Accessing random number engine from multiple threads

this is my first question, so please forgive me any violations against your policy. I want to have one global random number engine per thread, to which purpose I've devised the following scheme: Each thread I start gets a unique index from an atomic global int. There is a static vector of random engines, whose i-th member is thought to be used by the thread with the index i. If the index if greater than the vector size elements are added to it in a synchronized manner. To prevent performance penalties, I check twice if the index is greater than the vector size: once in an unsynced manner, and once more after locking the mutex. So far so good, but the following example fails with all sorts of errors (heap corruption, malloc-errors, etc.).
#include<vector>
#include<thread>
#include<mutex>
#include<atomic>
#include<random>
#include<iostream>
using std::cout;
std::atomic_uint INDEX_GEN{};
std::vector<std::mt19937> RNDS{};
float f = 0.0f;
std::mutex m{};
class TestAThread {
public:
TestAThread() :thread(nullptr){
cout << "Calling constructor TestAThread\n";
thread = new std::thread(&TestAThread::run, this);
}
TestAThread(TestAThread&& source) : thread(source.thread){
source.thread = nullptr;
cout << "Calling move constructor TestAThread. My ptr is " << thread << ". Source ptr is" << source.thread << "\n";
}
TestAThread(const TestAThread& source) = delete;
~TestAThread() {
cout << "Calling destructor TestAThread. Pointer is " << thread << "\n";
if (thread != nullptr){
cout << "Deleting thread pointer\n";
thread->join();
delete thread;
thread = nullptr;
}
}
void run(){
int index = INDEX_GEN.fetch_add(1);
std::uniform_real_distribution<float> uniformRnd{ 0.0f, 1.0f };
while (true){
if (index >= RNDS.size()){
m.lock();
// add randoms in a synchronized manner.
while (index >= RNDS.size()){
cout << "index is " << index << ", size is " << RNDS.size() << std::endl;
RNDS.emplace_back();
}
m.unlock();
}
f += uniformRnd(RNDS[index]);
}
}
std::thread* thread;
};
int main(int argc, char* argv[]){
std::vector<TestAThread> threads;
for (int i = 0; i < 10; ++i){
threads.emplace_back();
}
cout << f;
}
What am I doing wrong?!
Obviously f += ... would be a race-condition regardless of the right-hand side, but I suppose you already knew that.
The main problem that I see is your use of the global std::vector<std::mt19937> RNDS. Your mutex-protected critical section only encompasses adding new elements; not accessing existing elements:
... uniformRnd(RNDS[index]);
That's not thread-safe because resizing RNDS in another thread could cause RNDS[index] to be moved into a new memory location.
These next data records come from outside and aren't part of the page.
PR #12648, opened 2026-08-17
Add bulk stock creation from the barcode scan page

mattstyles333:
## Description

The Scan page currently lists barcodes and has a stub action. This fills that in for parts: select scanned parts, then create stock items with a shared quantity and location.

The same part can be scanned more than once (each scan is a package). Other model types still de-duplicate.

## Checklist

- [x] Pull request is targeted against `master`
- [x] One feature (frontend only; no API / schema change)
- [x] User-facing strings go through Lingui (`t` / `Trans`)
- [x] Playwright coverage in existing `pui_scan.spec.ts`
- [x] User docs on the barcode scan page
- [x] No Spex / GitLab / deploy-specific changes

## Test plan

- [ ] Scan two different parts, select both, Create Stock Items, confirm quantity/location apply to both
- [ ] Scan the same part twice, confirm both rows appear (no "already scanned")
- [ ] Scan a stock item twice, confirm duplicate is still blocked
- [ ] User without stock add permission: create button disabled
- [ ] Playwright: `pui_scan.spec.ts` (duplicate parts + create-stock modal)

### DIFF
--- a/src/frontend/src/pages/Index/Scan.tsx
+++ b/src/frontend/src/pages/Index/Scan.tsx
@@ -1,7 +1,6 @@
 import { t } from '@lingui/core/macro';
 import { Trans } from '@lingui/react/macro';
 import {
-  ActionIcon,
   Alert,
   Divider,
   Grid,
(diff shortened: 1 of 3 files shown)


src/frontend/src/pages/Index/Scan.tsx
```diff
@@ -160,7 +245,9 @@ export default function Scan() {
           <Trans>Selected elements are not known</Trans>
         </Group>
       );
-    } else if (uniqueObjectTypes.size > 1) {
```
matmair, line 163: Why is this changed?

src/frontend/src/pages/Index/Scan.tsx
```diff
@@ -110,7 +119,6 @@ export default function Scan() {
             }
           }
 
-          // If no match is found, add an empty result
```
matmair, line 113: Why is this removed?

PR #12655, opened 2026-08-18
Add previous/next navigation to detail pages

### LINKED ISSUE #12397: [FR] Add Next and Previous Icon to switch easily between 2 objects

Lescure1004:
## What

Adds previous/next navigation to detail pages so a user can move between
the filtered records they came from, without having to return to the list.

Closes #12397

## How

- A small zustand store (`TableNavigationState`) records the ordered list of
  primary keys and the current record when a table row is clicked.
- `PageDetail` reads that context and renders previous/next buttons in the
  header, disabled at the first/last record, navigating via `getDetailUrl()`.
- When no list context exists (e.g. opening a detail URL directly), the
  buttons are not rendered.

## Checklist

- [x] Frontend change only
- [x] i18n keys added (`Previous`, `Next`)
- [x] Playwright test added

### DIFF
--- a/src/frontend/src/components/nav/PageDetail.tsx
+++ b/src/frontend/src/components/nav/PageDetail.tsx
@@ -1,13 +1,19 @@
-import { Group, Paper, Space, Stack, Text } from '@mantine/core';
+import { ActionIcon, Group, Paper, Space, Stack, Text } from '@mantine/core';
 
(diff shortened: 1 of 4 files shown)


matmair:

PR #12317, opened 2026-07-06
refactor PurchaseOrder APIs to viewset

matmair:
This is the first major functional refactor of a complex API tree to modelviewsets; In the long run it would make sense to generally switch to this pattern in most places:
- it requires less knowledge of api endpoint naming and building practices
- it is even more DRY
- if used in plugins we can move to more "kitchensink" generic modelviewsets that detect usage of features and append the correct api paths (where necessary; we are slowly moving to generic endpoints for things like attachments, notes, images anyway)

PR #12668, opened 2026-08-19
feat(frontend): Add filter navigation remove button

matmair:
Follow up to https://github.com/inventree/InvenTree/pull/12585/

This adds an addition button to the page navigation group to remove the filters - providing a fast (and error-safe) way to remove navigation parameters from the current view for cleaner URLs for sharing.
<details><summary>old design</summary>
<p>

grafik
</p>
</details> 
new design
grafik

Includes fix for po tag filtering bug in https://github.com/inventree/InvenTree/pull/12317

### DIFF
--- a/docs/docs/concepts/ui/index.md
+++ b/docs/docs/concepts/ui/index.md
@@ -92,6 +92,9 @@ The navigation context is stored in the detail URL. This makes links shareable a
 
 The navigation controls also work with detail pages provided by frontend plugins that use the standard table and page components.
 
+!!! tip
+    This behaviour can be controlled by users with the setting `USE_TABLE_NAVIGATION`.
+
 ### Navigation Tree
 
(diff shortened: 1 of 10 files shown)


SchrodingersGat:
This is a great idea. I think that the button should be on the right, so that the position does not shift when the test length changes.

matmair:
I am a bit worried that users might accidentally hit the clear button while trying to use the navigation buttons; should we add a separator or something to space things out or do you not see that as a problem?

SchrodingersGat:
A small spacer / separator would be sufficient I think

matmair:
@SchrodingersGat I have updated the design

SchrodingersGat:
@matmair frontend tests are proving to be super flaky here

matmair:
There is a bug introduced in the api refactor for POs; specifically the tags filter; working on a fix

matmair:
@SchrodingersGat I have found a fix; do you want to merge this with the fix and the new feature or should I split it out into 2?

SchrodingersGat:
Happy to merge these together

SchrodingersGat:
Thanks @matmair

PR #12077, opened 2026-06-03
[feature] tags support

SchrodingersGat:
Brings 'proper' support for tags

### Features

- Filter models by tags, via the API
- Exposes API endpoint with all available tags
- Edit tags directly via the UI
- Display tags on detail pages
- Filter tables by tags
- Add "tags" support for multiple new model types

### Tasks

- [x] Implementation
- [x] Back-end unit tests
- [x] Migrations
- [x] Add tags to demo dataset - https://github.com/inventree/demo-dataset/pull/118
- [x] Playwright testing
- [x] Documentation
- [x] CHANGELOG update
- [x] API version update

PR #12672, opened 2026-08-20
feat(backend): rename filter

matmair:
see https://github.com/inventree/InvenTree/pull/12077#issuecomment-5360661213
Option 1: rename the added filter

PR #12673, opened 2026-08-20
feat(backend): rename inclusion parameter

matmair:
see https://github.com/inventree/InvenTree/pull/12077#issuecomment-5360661213
Option 2: rename the inclusion parameter (that is much older)


matmair:
replaced by https://github.com/inventree/InvenTree/pull/12672

PR #12678, opened 2026-08-21
Fix 500 errors for transitions

SchrodingersGat:
Order transitions attempted with an invalid PK currently throw a `500` instead of `404`.

### DIFF
--- a/src/backend/InvenTree/order/api.py
+++ b/src/backend/InvenTree/order/api.py
@@ -444,16 +444,33 @@ class PurchaseOrderViewSet(
         queryset = serializers.PurchaseOrderSerializer.annotate_queryset(queryset)
         return queryset
 
+    def get_order(self):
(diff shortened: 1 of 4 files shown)


src/backend/InvenTree/order/api.py
```diff
@@ -534,6 +563,8 @@ def issue(self, request, pk=None):
     )
     def receive(self, request, pk=None):
         """API endpoint to receive stock items against a PurchaseOrder."""
+        self.get_order()
```
matmair, line 566: Imo this check should run in @action and not be implemented individually on each action as that adds an inapparent failure point; should I PR something for this?

SchrodingersGat: @matmair yes that seems like a pretty reasonable follow-up to this

matmair: included in https://github.com/inventree/InvenTree/pull/12693

PR #12682, opened 2026-08-22
[Feature] Non-Conformance

### LINKED ISSUE #4860: [Feature] Build Order Non Conformance
After adding the ability to scrap a build output I'd like to look into the possibility of tracking "non conformances" stemming from build orders. Somewhat like an RMA but created from failed items out of a build order. Open non conformances can inform production staff about potential issues and can be addressed as part of standard production processes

In fact, this could happen after the reference RNDS[index] is computed but before uniformRnd gets around to using it, in which case what uniformRnd thinks is a Generator& will be a dangling pointer, possibly to a newly-created object. In any event, uniformRnd's operator() makes no guarantee about data races [Note 1], and neither does RNDS's operator[].
You could get around this problem by:
computing a reference (or pointer) to the generator within the protected section (which cannot be contingent on whether the container's size is sufficient), and
using a std::deque instead of a std::vector, which does not invalidate references when it is resized (unless the referenced object has been removed from the container by the resizing).
Something like this (focusing on the race condition; there are other things I'd probably do differently):
std::mt19937& get_generator(int index) {
std::lock_guard<std::mutex> l(m);
if (index <= RNDS.size()) RNDS.resize(index + 1);
return RNDS[index];
}
void run(){
int index = INDEX_GEN.fetch_add(1);
auto& gen = get_generator(index);
std::uniform_real_distribution<float> uniformRnd{ 0.0f, 1.0f };
while (true) {
/* Do something with uniformRnd(gen); */
}
}
[1] The prototype for operator() of uniformRnd is template< class Generator > result_type operator()( Generator& g );. In other words, the argument must be a mutable reference, which means that it is not implicitly thread-safe; only const& arguments to standard library functions are free of data races.